== Segment start ==

PR #270, opened 2022-07-06
#261 s3 copy improvements

### LINKED ISSUE #261: s3 copy step prod polish
* [ ] Convert from yaml text area to proper form elements for from and to
* [ ] use the scratch directory for all local paths
* [ ] validate that at least one of to or from is an s3 path

keevan:
- feat: convert config into form inputs and refactored usage
- feat: automatically set 'required' for relevant fields in the step type

Resolves #261

### DIFF
--- a/classes/local/step/base_step.php
+++ b/classes/local/step/base_step.php
@@ -235,7 +235,7 @@ abstract class base_step {
      *
      * @param \MoodleQuickForm &$mform
      */
-    public function form_setup(&$mform) {
+    public function form_setup(\MoodleQuickForm &$mform) {
         $this->form_add_custom_inputs($mform);
         $this->form_set_input_types($mform);
         $this->form_set_input_rules($mform);
--- a/classes/local/step/base_step.php
+++ b/classes/local/step/base_step.php
@@ -231,6 +231,17 @@ abstract class base_step {
     }
 
     /**
+     * Sets up the form fields and inputs.
+     *
+     * @param \MoodleQuickForm &$mform
+     */
+    public function form_setup(&$mform) {
+        $this->form_add_custom_inputs($mform);
+        $this->form_set_input_types($mform);
+        $this->form_set_input_rules($mform);
+    }
+
+    /**
      * Allows each step type to determine a list of optional/required form
      * inputs for their configuration
      *
@@ -262,6 +273,20 @@ abstract class base_step {
         foreach ($fields as $fieldname => $config) {
             if (isset($config['type'])) {
                 $mform->setType("config_$fieldname", $config['type']);
+            }
+        }
+    }
+
+    /**
+     * Sets rules for each input field defined if supported
+     *
+     * @param \MoodleQuickForm &$mform
+     */
+    public function form_set_input_rules(\MoodleQuickForm &$mform) {
+        $fields = static::form_define_fields();
+        foreach ($fields as $fieldname => $config) {
+            if (!empty($config['required'])) {
+                $mform->addRule("config_$fieldname", get_string('required'), 'required', null, 'client');
             }
         }
     }
--- a/classes/local/step/connector_s3.php
+++ b/classes/local/step/connector_s3.php
@@ -16,6 +16,8 @@
 
 namespace tool_dataflows\local\step;
 
+use tool_dataflows\helper;
+
 /**
  * S3 connector step type
  *
@@ -230,12 +232,30 @@ class connector_s3 extends connector_step {
         // Check source/target has an s3:// path set once both source and targets have been set.
         if (!empty($config->source) && !empty($config->target)) {
             // Check if the source or target is an expression, and evaluate it if required.
-            $hass3path = $this->has_s3_path($config->source) || $this->has_s3_path($config->target);
+            $sourceins3 = $this->has_s3_path($config->source);
+            $targetins3 = $this->has_s3_path($config->target);
+            $hass3path = $sourceins3 || $targetins3;
         }
         if (isset($hass3path) && $hass3path === false) {
             $errormsg = get_string('connector_s3:missing_s3_source_or_target', 'tool_dataflows', null, true);
             $errors['config_source'] = $errors['config_source'] ?? $errormsg;
             $errors['config_target'] = $errors['config_target'] ?? $errormsg;
+        }
+
+        // Confirm the non s3 source is safe to use.
+        if (empty($sourceins3) && !isset($errors['config_source'])) {
+            $error = helper::path_validate($config->source);
+            if ($error !== true) {
+                $errors['config_source'] = $error;
+            }
+        }
+
+        // Confirm the non s3 target is safe to use.
+        if (empty($targetins3) && !isset($errors['config_target'])) {
+            $error = helper::path_validate($config->target);
+            if ($error !== true) {
+                $errors['config_target'] = $error;
+            }
         }
 
         return empty($errors) ? true : $errors;
--- a/classes/local/step/connector_s3.php
+++ b/classes/local/step/connector_s3.php
@@ -15,13 +15,13 @@
 // along with Moodle.  If not, see <http://www.gnu.org/licenses/>.
 
 namespace tool_dataflows\local\step;
-use tool_dataflows\local\execution\engine_step;
 
 /**
  * S3 connector step type
  *
  * @package    tool_dataflows
  * @author     Peter Burnettt <peterburnett@catalyst-au.net>
+ * @author     Kevin Pham <kevinpham@catalyst-au.net>
  * @copyright  Catalyst IT, 2022
  * @license    http://www.gnu.org/copyleft/gpl.html GNU GPL v3 or later
  */
@@ -29,6 +29,9 @@ class connector_s3 extends connector_step {
 
     /** @var bool whether or not this step type (potentially) contains a side effect or not */
     protected $hassideeffect = true;
+
+    /** @var string the prefix identifier for an s3 path, e.g. s3://path/to/file. */
+    const S3_PREFIX = 's3://';
 
     /**
      * Return the definition of the fields available in this form.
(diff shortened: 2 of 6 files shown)


classes/local/step/connector_s3.php
```diff
@@ -87,10 +107,27 @@ public function execute(): bool {
...
+        // Check source path.
+        $sourceins3 = $this->has_s3_path($config->source);
+        $source = $this->resolve_path($config->source, $sourceins3);
 
-            @$stream = fopen($config->source, 'r');
+        // Resolve target path.
+        $targetins3 = $this->has_s3_path($config->target);
+        $target = $this->resolve_path($config->target, $targetins3);
+
+        // Fix target (check if it is a directory, and use the source's basename).
```
Peterburnett, line 118: Not a critique, this is a great QoL

classes/local/step/connector_s3.php
```diff
@@ -87,10 +107,27 @@ public function execute(): bool {
...
+        if (substr($target, -1) === '/') {
+            $target .= basename($source);
+        }
+
+        // Do not execute s3 operations during a dry run.
+        if ($this->enginestep->engine->isdryrun) {
```
Peterburnett, line 124: I thought we were doing this at the engine level, and not running things that had side effects? I might be ootl here

classes/local/step/connector_s3.php
```diff
@@ -100,27 +137,117 @@ public function execute(): bool {
...
+            'bucket',
+            'region',
+            'key',
+            'secret',
+            'source',
+            'target'
+        ] as $field) {
+            if (empty($config->$field)) {
+                $errors["config_$field"] = get_string('config_field_missing', 'tool_dataflows', "$field", true);
+            }
```
Peterburnett, line 221: Considering we are using Mforms here, why dont we just add support for addRule('required')? unless thats already supported with the required flag in the form definition array at the top and this is just backup?

Peterburnett: Because if so, we could just make the required rule a serverside validation instead of clientside

classes/local/step/connector_s3.php
```diff
@@ -87,10 +107,27 @@ public function execute(): bool {
...
-        // Copy TO remote.
-        if (!$config->sourceremote) {
+        // Check source path.
+        $sourceins3 = $this->has_s3_path($config->source);
+        $source = $this->resolve_path($config->source, $sourceins3);
 
-            @$stream = fopen($config->source, 'r');
+        // Resolve target path.
+        $targetins3 = $this->has_s3_path($config->target);
+        $target = $this->resolve_path($config->target, $targetins3);
```
Peterburnett, line 116: Here I think we need to do some additional cleaning on the local path with PARAM_PATH which will catch any naughty LFI shenanigans out of the scratch directory. I didnt bother last time because it wasnt sandboxed, but now I do :)

lang/en/tool_dataflows.php
```diff
@@ -266,3 +266,16 @@
...
+// S3 File Copy.
+$string['connector_s3:bucket'] = 'Bucket';
+$string['connector_s3:region'] = 'Region';
+$string['connector_s3:key'] = 'Key';
+$string['connector_s3:secret'] = 'Secret';
+$string['connector_s3:source'] = 'Source / From';
+$string['connector_s3:source_help'] = 'Path to the source file. This can be a local (e.g. output.csv) or s3 path (e.g. s3://path/to/file).';
+$string['connector_s3:target'] = 'Target / To';
+$string['connector_s3:target_help'] = 'Path to the target file. Similar to the source, it can be a local or s3 path. If a directory is used, the source filename is applied.';
+$string['connector_s3:missing_s3_source_or_target'] = 'At least one source or target path must reference a location in s3';
```
Peterburnett, line 279: Capitalisation on S3

classes/local/step/connector_s3.php
keevan: A few versions and a refactor brought me to that 2 liner haha.

classes/local/step/connector_s3.php
keevan: I believe each step had control of how they handled dry runs. If you say we'd do this at the engine level then it sounds like it would just fail/stop at the side effect step. At least this way it's given a chance to do something and not effect the outside world.

I believe the writer step/stream has this check as well, and only writes to things in its scratch dir (not considered a side effect) but for everything else, it would be skipped.

classes/local/step/connector_s3.php
keevan: First comment response: yeah it's handled in the base form as part of these changes. This is actually for dataflow validation, which doesn't pass through into the moodle forms land (e.g. validating stored values).

It might be a good QoL to have this in some form, as I've seen it duplicated in other places. But I'm not aware of a clean way to apply both moodle form and other validation to both entrypoints.

classes/local/step/connector_s3.php
keevan: You are correct, after reviewing a similar PR, resolve path alone will not prevent me from accessing any other local files. I'll make some changes (going to include a helper function), but the core issue may or may not be unrelated. PARAM_PATH might be useful in adding to that helper function which I'll reference in a bit.

lang/en/tool_dataflows.php
keevan: Ah right, in the strings themselves. Will do. Thanks for the catch!

lang/en/tool_dataflows.php
```diff
@@ -266,3 +266,16 @@
...
+// S3 File Copy.
+$string['connector_s3:bucket'] = 'Bucket';
+$string['connector_s3:region'] = 'Region';
+$string['connector_s3:key'] = 'Key';
+$string['connector_s3:secret'] = 'Secret';
+$string['connector_s3:source'] = 'Source / From';
+$string['connector_s3:source_help'] = 'Path to the source file. This can be a local (e.g. output.csv) or S3 path (e.g. s3://path/to/file).';
+$string['connector_s3:target'] = 'Target / To';
+$string['connector_s3:target_help'] = 'Path to the target file. Similar to the source, it can be a local or S3 path. If a directory is used, the source filename is applied.';
+$string['connector_s3:missing_s3_source_or_target'] = 'At least one source or target path must reference a location in S3';
```
jaypha, line 279: Full stop required.

classes/local/step/connector_s3.php
```diff
@@ -100,27 +139,135 @@ public function execute(): bool {
...
+        $errors = [];
+
+        // Check mandatory fields.
+        foreach ([
+            'bucket',
+            'region',
+            'key',
+            'secret',
+            'source',
+            'target'
```
jaypha, line 219: comma needed

classes/local/step/connector_s3.php
```diff
@@ -100,27 +139,135 @@ public function execute(): bool {
...
+        // GET - Handle s3 path to local source file.
+        if ($sourceins3 && !$targetins3) {
             // Copy FROM remote.
             try {
                 $s3client->getObject([
                     'Bucket' => $config->bucket,
-                    'Key' => $config->source,
-                    'SaveAs' => $config->target
+                    'Key' => $source,
+                    'SaveAs' => $target
```
jaypha, line 158: comma?

classes/local/step/base_step.php
```diff
@@ -213,6 +213,17 @@ public function validate_config($config) {
         return true;
     }
 
+    /**
+     * Sets up the form fields and inputs.
+     *
+     * @param \MoodleQuickForm &$mform
+     */
+    public function form_setup(&$mform) {
```
jaypha, line 221: Should there be a type hint here?

classes/local/step/connector_s3.php
```diff
@@ -100,27 +139,135 @@ public function execute(): bool {
...
+     * @param   bool $ins3 whether or not the path is a location in s3.
+     * @return  string resolved path
+     */
+    public function resolve_path(string $path, bool $ins3): string {
+        if (!$ins3) {
+            // Resolve local path (must be in scratch dir).
+            return $this->enginestep->engine->resolve_path($path);
+        }
+
+        if ($ins3) {
```
jaypha, line 198: This is redundant.

classes/local/step/connector_s3.php
```diff
@@ -100,27 +139,135 @@ public function execute(): bool {
...
+        if ($sourceins3 && $targetins3) {
+            try {
+                $s3client->copyObject([
+                    'Bucket'     => $config->bucket,
+                    'CopySource' => "{$config->bucket}/{$source}",
+                    'Key'        => $target,
+                ]);
+            } catch (\Aws\S3\Exception\S3Exception $e) {
+                $this->enginestep->log(get_string('s3_copy_failed', 'tool_dataflows'));
+                return false;
```
jaypha, line 177: By returning false, the step will be cancelled rather than aborted.
I just want to check that this is the intended behaviour.

classes/local/step/connector_s3.php
```diff
@@ -87,10 +109,27 @@ public function execute(): bool {
...
+        }
+
+        // Do not execute s3 operations during a dry run.
+        if ($this->enginestep->engine->isdryrun) {
+            return true;
+        }
+
+        // PUT - Handle local source file to s3 path.
+        if (!$sourceins3 && $targetins3) {
+            @$stream = fopen($source, 'r');
```
jaypha, line 132: This stream is not closed on a successful run.

classes/local/step/connector_s3.php
jaypha: Adding it to the gives the user a visual cue. But we also need to be able to validate independently of the Mform. This unfortunately results in a double check.
I'm OK with what @keevan has done here.

classes/local/step/connector_s3.php
keevan: Yes I believe so, this was copied over from the initial handling of the s3 step, so I've the exception handling the same.

Thanks for clarifying the differences between cancelled & aborted. Ideally all steps should cancel by default and abort (the whole dataflow) if the user wants it to instead of cancelling. (e.g. if this step fails for whatever reason, abort the dataflow).

classes/local/step/connector_s3.php
keevan: I've updated this and tested an equivalent flow in a sandbox as shown below to ensure it works as expected even with a return statement in commit [`b84b572ac93329245ee139bf8deb5fba31eb97ba`](https://github.com/catalyst/moodle-tool_dataflows/pull/270/commits/b84b572ac93329245ee139bf8deb5fba31eb97ba)

With exception, does process finally block:

image

No exception, does process finally block:

image

(Ignore the weird X, the code runs fine)

classes/local/step/connector_s3.php
keevan: Good pickup. I've updated this based on method name and special-ness. I've flipped the order and moved the s3 handling into a conditional block placed earlier.

classes/local/step/base_step.php
keevan: I've added this, thanks.

classes/local/step/connector_s3.php
keevan: Added.

classes/local/step/connector_s3.php
keevan: Added.

lang/en/tool_dataflows.php
keevan: Added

== Segment end ==

EXERCISE INSTRUCTIONS:
Select every line above that contains the word "output", and copy it.

RESULT BELOW:
+$string['connector_s3:source_help'] = 'Path to the source file. This can be a local (e.g. output.csv) or s3 path (e.g. s3://path/to/file).';
+$string['connector_s3:source_help'] = 'Path to the source file. This can be a local (e.g. output.csv) or S3 path (e.g. s3://path/to/file).';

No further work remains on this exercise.